Task description →
How many lines within the records include the word "cases"? Only that number should be given.

Stored items from a collection →
•••••

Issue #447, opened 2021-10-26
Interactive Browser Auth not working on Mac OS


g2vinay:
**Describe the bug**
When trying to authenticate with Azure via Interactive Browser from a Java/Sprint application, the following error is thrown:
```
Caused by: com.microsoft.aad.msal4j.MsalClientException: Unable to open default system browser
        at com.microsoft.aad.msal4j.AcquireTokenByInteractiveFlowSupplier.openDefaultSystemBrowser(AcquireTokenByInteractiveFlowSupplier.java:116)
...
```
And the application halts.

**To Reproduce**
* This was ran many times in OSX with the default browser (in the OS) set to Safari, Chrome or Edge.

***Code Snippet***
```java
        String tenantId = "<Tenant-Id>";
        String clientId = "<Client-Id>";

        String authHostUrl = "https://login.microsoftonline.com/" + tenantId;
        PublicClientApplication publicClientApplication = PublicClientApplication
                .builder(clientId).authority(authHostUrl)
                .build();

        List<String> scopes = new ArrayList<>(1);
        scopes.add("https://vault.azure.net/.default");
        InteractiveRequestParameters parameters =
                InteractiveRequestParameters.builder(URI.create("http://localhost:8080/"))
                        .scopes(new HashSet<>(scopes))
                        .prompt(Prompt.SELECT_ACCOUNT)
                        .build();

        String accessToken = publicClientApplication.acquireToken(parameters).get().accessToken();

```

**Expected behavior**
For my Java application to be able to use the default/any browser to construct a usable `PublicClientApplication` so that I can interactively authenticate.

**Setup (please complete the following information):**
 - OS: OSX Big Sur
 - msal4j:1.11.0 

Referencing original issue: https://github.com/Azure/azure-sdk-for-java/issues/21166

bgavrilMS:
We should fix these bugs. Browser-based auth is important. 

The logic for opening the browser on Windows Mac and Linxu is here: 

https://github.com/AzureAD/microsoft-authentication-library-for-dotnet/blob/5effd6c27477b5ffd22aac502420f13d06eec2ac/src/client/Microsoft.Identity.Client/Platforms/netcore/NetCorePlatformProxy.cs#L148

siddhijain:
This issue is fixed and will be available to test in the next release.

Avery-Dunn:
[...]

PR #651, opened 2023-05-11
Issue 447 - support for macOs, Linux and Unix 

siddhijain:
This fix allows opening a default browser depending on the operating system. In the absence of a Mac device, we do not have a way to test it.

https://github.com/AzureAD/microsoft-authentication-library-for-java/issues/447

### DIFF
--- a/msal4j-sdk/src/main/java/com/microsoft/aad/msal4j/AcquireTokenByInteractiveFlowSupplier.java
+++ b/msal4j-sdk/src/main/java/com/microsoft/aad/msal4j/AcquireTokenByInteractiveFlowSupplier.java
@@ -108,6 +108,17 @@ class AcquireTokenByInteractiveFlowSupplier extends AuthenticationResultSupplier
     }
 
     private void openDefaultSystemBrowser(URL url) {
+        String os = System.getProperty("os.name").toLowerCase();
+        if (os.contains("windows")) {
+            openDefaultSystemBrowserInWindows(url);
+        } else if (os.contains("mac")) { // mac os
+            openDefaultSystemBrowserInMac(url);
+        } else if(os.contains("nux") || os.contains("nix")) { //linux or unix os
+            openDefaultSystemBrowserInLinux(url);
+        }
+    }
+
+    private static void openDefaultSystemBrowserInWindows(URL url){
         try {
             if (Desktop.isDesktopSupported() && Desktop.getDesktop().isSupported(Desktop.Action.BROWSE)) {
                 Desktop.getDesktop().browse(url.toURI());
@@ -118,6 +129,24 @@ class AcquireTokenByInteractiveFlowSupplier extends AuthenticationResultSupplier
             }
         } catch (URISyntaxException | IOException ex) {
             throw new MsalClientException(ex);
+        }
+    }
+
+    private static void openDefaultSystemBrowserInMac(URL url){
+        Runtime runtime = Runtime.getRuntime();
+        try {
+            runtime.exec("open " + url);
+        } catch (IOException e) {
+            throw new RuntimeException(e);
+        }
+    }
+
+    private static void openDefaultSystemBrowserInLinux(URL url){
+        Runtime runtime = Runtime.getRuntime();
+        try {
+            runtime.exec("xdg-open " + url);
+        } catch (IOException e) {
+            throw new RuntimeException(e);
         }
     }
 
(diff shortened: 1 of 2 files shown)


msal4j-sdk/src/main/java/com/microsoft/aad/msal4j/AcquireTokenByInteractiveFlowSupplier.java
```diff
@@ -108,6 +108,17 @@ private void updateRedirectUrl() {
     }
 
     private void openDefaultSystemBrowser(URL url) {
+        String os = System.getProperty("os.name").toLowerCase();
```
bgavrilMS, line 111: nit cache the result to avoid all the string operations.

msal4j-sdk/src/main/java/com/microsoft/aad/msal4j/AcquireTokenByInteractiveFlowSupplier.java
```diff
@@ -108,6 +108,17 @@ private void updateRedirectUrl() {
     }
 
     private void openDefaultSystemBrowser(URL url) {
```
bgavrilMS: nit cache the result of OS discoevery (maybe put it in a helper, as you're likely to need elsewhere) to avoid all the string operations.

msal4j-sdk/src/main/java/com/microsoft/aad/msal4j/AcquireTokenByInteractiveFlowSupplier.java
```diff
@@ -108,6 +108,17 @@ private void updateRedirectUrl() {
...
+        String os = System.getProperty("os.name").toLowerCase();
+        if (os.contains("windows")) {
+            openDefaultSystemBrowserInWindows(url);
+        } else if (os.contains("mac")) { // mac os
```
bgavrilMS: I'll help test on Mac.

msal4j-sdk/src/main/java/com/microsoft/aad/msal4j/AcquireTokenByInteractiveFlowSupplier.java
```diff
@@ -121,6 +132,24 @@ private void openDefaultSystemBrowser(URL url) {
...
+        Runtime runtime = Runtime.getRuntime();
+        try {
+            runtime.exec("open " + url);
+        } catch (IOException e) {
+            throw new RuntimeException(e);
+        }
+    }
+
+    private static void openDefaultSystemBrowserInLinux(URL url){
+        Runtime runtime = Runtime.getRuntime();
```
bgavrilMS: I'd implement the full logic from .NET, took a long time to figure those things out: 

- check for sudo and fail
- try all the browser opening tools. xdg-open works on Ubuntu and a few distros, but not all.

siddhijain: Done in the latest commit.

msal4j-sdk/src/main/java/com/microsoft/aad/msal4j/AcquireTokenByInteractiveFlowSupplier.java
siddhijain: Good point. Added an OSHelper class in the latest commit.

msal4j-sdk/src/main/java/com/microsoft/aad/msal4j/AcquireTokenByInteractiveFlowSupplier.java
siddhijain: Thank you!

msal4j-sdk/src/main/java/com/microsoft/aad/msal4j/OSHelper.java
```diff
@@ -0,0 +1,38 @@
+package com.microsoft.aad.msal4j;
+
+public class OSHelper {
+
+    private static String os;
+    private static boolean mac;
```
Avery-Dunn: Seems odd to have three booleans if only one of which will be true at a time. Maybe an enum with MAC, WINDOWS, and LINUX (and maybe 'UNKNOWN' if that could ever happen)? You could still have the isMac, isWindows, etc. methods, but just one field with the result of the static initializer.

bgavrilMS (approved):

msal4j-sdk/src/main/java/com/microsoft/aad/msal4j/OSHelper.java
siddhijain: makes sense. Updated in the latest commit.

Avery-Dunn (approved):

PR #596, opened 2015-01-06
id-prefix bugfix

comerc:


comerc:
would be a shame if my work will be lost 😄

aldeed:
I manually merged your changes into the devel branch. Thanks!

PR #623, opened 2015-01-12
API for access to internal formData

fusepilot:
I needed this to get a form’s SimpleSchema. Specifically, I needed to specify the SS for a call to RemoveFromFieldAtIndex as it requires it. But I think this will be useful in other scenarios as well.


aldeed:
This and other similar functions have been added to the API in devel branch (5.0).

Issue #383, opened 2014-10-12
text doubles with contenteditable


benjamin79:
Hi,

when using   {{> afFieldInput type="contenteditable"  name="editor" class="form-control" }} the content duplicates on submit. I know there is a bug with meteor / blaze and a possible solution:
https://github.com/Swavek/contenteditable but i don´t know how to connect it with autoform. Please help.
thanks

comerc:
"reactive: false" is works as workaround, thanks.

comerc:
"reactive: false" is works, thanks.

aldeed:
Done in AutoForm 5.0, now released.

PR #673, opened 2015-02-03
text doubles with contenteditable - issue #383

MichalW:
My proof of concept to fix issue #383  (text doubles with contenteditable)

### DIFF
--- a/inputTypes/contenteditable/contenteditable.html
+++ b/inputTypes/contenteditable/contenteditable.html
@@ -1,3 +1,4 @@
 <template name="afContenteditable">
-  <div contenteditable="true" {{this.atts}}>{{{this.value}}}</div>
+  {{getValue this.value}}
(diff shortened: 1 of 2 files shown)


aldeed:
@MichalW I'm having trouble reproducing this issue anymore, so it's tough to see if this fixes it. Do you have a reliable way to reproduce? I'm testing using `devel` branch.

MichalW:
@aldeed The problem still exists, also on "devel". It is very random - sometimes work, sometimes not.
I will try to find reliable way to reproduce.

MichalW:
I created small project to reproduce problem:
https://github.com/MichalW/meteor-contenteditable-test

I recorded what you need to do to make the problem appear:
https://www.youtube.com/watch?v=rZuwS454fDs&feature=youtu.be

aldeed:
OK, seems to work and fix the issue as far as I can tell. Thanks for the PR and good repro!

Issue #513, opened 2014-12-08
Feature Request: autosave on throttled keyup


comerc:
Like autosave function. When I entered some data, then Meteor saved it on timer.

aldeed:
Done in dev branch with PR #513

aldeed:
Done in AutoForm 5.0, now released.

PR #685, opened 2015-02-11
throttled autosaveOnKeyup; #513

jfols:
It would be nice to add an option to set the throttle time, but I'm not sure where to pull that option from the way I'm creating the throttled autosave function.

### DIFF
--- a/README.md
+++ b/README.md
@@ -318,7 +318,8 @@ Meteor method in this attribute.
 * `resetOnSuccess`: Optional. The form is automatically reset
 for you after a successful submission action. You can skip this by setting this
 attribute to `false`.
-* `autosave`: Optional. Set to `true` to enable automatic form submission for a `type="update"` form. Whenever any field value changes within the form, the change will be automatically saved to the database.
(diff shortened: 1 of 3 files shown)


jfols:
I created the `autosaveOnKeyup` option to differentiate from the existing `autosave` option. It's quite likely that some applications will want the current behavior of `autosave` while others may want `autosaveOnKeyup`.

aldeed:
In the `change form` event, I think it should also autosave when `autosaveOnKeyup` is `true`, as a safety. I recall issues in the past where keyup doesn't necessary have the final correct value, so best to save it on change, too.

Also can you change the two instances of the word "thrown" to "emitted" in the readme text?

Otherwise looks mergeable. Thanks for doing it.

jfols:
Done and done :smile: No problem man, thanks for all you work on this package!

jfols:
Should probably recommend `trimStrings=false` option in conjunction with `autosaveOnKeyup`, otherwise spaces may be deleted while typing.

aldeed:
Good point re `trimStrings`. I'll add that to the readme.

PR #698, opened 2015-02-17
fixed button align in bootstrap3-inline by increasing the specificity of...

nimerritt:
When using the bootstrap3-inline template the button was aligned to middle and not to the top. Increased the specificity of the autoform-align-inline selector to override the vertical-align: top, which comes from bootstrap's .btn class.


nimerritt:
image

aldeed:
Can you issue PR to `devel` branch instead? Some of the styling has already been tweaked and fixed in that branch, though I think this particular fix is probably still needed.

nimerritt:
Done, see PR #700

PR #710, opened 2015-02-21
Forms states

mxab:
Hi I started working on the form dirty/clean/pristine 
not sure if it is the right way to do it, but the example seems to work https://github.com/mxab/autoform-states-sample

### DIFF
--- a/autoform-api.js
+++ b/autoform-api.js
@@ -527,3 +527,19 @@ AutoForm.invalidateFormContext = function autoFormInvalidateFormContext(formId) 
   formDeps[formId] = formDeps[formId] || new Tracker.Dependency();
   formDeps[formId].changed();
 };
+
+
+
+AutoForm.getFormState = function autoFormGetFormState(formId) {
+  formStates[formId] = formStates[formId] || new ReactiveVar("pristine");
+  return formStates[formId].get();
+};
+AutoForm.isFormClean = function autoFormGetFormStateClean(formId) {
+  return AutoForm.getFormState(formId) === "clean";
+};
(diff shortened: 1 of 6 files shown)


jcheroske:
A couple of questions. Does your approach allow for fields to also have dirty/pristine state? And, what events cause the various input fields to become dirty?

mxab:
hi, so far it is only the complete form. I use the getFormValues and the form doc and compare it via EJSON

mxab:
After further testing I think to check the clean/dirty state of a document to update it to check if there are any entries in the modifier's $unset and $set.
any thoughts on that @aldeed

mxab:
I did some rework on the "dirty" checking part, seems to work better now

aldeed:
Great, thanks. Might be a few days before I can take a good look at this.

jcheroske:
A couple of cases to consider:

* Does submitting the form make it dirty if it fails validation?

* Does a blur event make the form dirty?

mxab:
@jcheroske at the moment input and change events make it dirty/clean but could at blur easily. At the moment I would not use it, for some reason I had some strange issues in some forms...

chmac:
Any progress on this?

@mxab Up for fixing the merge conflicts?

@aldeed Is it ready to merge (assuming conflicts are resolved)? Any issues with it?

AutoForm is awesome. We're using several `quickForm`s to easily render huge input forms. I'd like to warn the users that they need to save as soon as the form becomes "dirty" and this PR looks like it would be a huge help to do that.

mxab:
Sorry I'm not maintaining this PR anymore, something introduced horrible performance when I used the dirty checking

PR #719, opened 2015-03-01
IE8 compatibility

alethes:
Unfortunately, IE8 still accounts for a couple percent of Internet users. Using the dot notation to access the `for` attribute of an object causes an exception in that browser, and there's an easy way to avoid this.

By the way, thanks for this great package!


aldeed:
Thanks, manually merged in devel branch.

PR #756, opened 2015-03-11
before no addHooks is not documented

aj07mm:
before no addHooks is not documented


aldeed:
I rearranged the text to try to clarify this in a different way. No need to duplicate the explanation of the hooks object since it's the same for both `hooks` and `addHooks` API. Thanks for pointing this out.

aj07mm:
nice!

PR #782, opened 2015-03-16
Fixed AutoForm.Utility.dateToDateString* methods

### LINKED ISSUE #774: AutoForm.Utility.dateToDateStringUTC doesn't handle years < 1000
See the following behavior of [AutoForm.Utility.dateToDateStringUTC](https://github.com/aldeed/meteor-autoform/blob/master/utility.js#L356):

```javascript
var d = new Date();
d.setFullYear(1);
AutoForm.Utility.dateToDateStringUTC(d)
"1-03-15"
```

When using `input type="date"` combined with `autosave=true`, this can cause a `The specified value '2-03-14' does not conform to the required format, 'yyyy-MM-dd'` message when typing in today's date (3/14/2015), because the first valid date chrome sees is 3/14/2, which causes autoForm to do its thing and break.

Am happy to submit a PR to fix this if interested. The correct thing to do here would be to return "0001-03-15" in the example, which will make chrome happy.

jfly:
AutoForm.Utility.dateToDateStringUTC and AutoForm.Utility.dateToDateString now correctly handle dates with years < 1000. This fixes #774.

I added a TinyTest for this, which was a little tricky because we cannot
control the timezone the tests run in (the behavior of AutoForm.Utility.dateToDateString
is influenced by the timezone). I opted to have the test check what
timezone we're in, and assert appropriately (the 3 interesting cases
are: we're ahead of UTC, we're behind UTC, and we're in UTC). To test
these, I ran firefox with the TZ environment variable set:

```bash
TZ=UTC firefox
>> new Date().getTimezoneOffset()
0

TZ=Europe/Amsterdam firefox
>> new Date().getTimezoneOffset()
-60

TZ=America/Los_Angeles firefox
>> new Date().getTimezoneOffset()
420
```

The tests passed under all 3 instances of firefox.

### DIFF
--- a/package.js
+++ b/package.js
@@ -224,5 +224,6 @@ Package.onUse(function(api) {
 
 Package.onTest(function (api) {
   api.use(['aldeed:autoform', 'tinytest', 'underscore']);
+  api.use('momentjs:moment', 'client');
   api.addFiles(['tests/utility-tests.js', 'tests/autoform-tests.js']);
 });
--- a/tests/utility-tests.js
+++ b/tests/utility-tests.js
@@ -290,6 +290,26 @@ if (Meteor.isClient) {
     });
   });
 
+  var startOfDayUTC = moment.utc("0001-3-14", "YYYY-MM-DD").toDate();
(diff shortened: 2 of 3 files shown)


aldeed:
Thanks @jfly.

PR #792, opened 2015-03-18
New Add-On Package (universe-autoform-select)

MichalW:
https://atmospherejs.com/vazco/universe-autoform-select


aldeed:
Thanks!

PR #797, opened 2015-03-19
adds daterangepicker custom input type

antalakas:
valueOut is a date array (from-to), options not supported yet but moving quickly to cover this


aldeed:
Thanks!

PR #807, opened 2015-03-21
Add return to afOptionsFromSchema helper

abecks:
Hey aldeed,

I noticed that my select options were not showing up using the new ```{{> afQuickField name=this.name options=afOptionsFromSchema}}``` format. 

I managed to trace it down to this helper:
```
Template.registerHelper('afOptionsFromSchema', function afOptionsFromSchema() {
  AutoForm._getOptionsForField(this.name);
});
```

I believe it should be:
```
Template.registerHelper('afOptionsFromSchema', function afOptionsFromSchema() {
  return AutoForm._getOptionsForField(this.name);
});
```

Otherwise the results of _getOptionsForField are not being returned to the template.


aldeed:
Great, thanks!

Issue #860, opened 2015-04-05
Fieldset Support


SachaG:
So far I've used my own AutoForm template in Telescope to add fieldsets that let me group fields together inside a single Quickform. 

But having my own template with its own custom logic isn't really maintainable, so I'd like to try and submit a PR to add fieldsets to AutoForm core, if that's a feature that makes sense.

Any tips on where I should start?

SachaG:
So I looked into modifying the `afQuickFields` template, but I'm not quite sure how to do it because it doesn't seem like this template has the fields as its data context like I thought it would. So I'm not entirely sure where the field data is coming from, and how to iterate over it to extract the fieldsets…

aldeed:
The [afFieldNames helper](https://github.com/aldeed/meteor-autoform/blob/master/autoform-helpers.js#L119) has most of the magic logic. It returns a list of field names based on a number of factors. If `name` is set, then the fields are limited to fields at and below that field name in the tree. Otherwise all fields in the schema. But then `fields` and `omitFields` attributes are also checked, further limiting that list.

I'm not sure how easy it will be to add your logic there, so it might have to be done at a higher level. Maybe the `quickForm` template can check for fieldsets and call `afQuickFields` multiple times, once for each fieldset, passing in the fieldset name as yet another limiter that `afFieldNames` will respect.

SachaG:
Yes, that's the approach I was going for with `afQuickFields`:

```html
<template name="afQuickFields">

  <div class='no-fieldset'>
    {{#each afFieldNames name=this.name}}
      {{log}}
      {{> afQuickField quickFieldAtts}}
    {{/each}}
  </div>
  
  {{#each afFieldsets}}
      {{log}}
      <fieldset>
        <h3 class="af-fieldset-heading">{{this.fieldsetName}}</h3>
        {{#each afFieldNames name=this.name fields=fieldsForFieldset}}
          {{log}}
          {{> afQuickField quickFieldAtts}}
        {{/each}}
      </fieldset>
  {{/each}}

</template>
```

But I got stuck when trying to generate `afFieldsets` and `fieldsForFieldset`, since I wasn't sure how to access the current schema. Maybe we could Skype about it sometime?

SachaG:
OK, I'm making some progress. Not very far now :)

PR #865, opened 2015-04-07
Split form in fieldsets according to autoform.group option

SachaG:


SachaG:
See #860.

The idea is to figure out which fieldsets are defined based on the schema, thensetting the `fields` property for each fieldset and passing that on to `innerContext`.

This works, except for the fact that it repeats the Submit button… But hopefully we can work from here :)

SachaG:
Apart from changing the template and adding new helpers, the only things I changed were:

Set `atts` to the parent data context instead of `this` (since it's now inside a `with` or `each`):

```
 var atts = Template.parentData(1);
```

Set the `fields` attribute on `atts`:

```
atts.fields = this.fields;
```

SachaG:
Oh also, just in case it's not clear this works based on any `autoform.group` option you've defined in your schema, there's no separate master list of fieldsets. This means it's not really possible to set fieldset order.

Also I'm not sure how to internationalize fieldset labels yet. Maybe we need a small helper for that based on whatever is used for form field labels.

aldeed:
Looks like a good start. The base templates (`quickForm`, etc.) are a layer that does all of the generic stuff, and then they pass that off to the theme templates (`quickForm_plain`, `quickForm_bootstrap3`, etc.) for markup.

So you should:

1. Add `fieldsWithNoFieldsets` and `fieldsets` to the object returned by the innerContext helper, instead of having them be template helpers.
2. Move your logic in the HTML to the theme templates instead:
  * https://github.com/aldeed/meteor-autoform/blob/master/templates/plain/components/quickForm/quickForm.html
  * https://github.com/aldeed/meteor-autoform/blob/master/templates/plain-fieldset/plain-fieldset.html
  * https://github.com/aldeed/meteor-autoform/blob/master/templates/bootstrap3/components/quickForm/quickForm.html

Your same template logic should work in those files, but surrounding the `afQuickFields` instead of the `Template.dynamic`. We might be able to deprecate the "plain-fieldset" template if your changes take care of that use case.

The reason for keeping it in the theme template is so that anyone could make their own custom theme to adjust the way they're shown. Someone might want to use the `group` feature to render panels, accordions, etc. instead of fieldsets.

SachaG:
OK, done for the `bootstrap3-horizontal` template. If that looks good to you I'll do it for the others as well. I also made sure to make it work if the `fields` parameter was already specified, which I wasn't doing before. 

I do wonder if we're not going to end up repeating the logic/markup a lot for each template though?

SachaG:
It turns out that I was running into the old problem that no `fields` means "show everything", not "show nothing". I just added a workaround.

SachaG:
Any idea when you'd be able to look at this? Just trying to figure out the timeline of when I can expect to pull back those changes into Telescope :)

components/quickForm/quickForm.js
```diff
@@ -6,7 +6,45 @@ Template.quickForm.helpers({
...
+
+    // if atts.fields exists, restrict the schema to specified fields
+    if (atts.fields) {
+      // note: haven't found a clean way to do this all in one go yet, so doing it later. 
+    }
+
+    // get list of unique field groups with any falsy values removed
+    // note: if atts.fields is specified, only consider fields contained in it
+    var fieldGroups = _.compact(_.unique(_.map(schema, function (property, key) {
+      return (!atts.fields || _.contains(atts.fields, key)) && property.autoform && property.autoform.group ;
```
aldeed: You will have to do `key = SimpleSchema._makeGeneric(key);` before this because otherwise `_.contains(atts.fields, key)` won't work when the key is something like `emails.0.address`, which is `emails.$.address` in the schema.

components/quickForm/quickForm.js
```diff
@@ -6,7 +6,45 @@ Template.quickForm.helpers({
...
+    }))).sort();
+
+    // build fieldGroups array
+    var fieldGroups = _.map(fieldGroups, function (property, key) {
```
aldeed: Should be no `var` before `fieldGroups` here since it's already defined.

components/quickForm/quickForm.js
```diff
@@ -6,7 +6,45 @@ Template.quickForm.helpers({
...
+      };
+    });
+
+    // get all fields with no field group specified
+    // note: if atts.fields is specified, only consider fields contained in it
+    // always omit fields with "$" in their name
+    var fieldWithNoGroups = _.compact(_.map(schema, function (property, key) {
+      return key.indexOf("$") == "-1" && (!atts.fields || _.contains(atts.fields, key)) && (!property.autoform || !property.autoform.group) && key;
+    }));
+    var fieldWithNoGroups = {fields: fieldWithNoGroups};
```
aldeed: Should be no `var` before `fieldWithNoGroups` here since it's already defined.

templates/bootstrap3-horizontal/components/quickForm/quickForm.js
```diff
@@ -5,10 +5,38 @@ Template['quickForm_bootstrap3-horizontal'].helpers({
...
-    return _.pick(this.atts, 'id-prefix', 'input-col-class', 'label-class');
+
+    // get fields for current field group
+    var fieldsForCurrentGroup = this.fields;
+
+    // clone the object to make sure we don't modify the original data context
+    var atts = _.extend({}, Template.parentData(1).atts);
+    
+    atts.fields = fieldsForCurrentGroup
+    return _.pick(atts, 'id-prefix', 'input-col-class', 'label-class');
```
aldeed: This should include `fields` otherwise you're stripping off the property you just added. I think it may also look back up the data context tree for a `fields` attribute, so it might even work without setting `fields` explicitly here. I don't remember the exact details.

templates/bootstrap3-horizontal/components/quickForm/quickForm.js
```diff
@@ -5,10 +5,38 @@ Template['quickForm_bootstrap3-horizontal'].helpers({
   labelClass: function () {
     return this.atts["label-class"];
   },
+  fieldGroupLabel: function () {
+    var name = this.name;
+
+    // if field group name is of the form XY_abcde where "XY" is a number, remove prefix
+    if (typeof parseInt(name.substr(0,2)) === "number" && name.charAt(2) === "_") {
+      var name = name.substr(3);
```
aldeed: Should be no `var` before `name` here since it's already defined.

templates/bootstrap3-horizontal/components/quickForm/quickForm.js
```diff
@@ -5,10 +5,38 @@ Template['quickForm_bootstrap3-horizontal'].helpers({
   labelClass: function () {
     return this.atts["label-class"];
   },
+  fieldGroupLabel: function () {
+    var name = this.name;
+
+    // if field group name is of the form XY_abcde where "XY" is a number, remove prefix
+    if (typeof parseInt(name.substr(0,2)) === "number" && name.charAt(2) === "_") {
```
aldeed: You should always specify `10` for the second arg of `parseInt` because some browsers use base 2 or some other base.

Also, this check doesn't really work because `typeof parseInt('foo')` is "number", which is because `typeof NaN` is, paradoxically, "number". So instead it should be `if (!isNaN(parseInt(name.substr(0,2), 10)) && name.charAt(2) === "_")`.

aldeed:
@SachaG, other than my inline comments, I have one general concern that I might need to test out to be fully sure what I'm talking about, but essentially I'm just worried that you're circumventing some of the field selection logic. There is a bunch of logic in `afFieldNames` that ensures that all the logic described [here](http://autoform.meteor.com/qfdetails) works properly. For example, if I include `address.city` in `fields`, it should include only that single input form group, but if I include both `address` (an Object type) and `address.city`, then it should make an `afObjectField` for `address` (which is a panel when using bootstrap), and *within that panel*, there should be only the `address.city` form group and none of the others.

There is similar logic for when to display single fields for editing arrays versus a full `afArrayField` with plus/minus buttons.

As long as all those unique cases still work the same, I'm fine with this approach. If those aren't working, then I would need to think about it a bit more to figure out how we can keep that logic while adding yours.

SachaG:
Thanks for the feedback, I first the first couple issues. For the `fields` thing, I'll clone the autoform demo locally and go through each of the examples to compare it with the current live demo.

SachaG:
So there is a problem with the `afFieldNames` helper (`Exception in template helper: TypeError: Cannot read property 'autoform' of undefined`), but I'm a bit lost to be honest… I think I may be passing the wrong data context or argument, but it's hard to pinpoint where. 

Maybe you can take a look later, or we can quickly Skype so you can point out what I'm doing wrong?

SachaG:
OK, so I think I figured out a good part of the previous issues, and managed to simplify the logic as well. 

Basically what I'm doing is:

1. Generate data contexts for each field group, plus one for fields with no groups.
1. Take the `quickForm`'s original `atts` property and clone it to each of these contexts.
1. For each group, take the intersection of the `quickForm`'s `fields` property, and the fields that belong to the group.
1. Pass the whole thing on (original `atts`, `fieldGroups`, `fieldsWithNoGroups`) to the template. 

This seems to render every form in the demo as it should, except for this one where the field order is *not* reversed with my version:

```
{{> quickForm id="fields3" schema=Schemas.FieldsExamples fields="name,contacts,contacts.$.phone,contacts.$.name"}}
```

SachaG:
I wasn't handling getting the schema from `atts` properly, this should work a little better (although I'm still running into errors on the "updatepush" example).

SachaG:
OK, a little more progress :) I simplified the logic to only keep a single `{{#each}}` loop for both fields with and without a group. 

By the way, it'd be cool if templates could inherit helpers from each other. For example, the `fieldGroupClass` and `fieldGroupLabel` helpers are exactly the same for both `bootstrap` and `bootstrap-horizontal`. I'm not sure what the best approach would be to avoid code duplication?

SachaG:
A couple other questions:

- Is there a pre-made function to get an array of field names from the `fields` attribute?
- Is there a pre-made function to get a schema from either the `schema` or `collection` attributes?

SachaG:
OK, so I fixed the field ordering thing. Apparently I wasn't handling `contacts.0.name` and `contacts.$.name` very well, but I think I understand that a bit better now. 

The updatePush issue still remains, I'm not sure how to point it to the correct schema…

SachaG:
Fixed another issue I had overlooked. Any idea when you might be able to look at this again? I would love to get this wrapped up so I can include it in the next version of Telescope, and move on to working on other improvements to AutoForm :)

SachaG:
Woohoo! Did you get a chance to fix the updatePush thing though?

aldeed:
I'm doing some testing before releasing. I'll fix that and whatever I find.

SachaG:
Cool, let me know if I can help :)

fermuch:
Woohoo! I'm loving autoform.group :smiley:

•••••

Response to the task →
3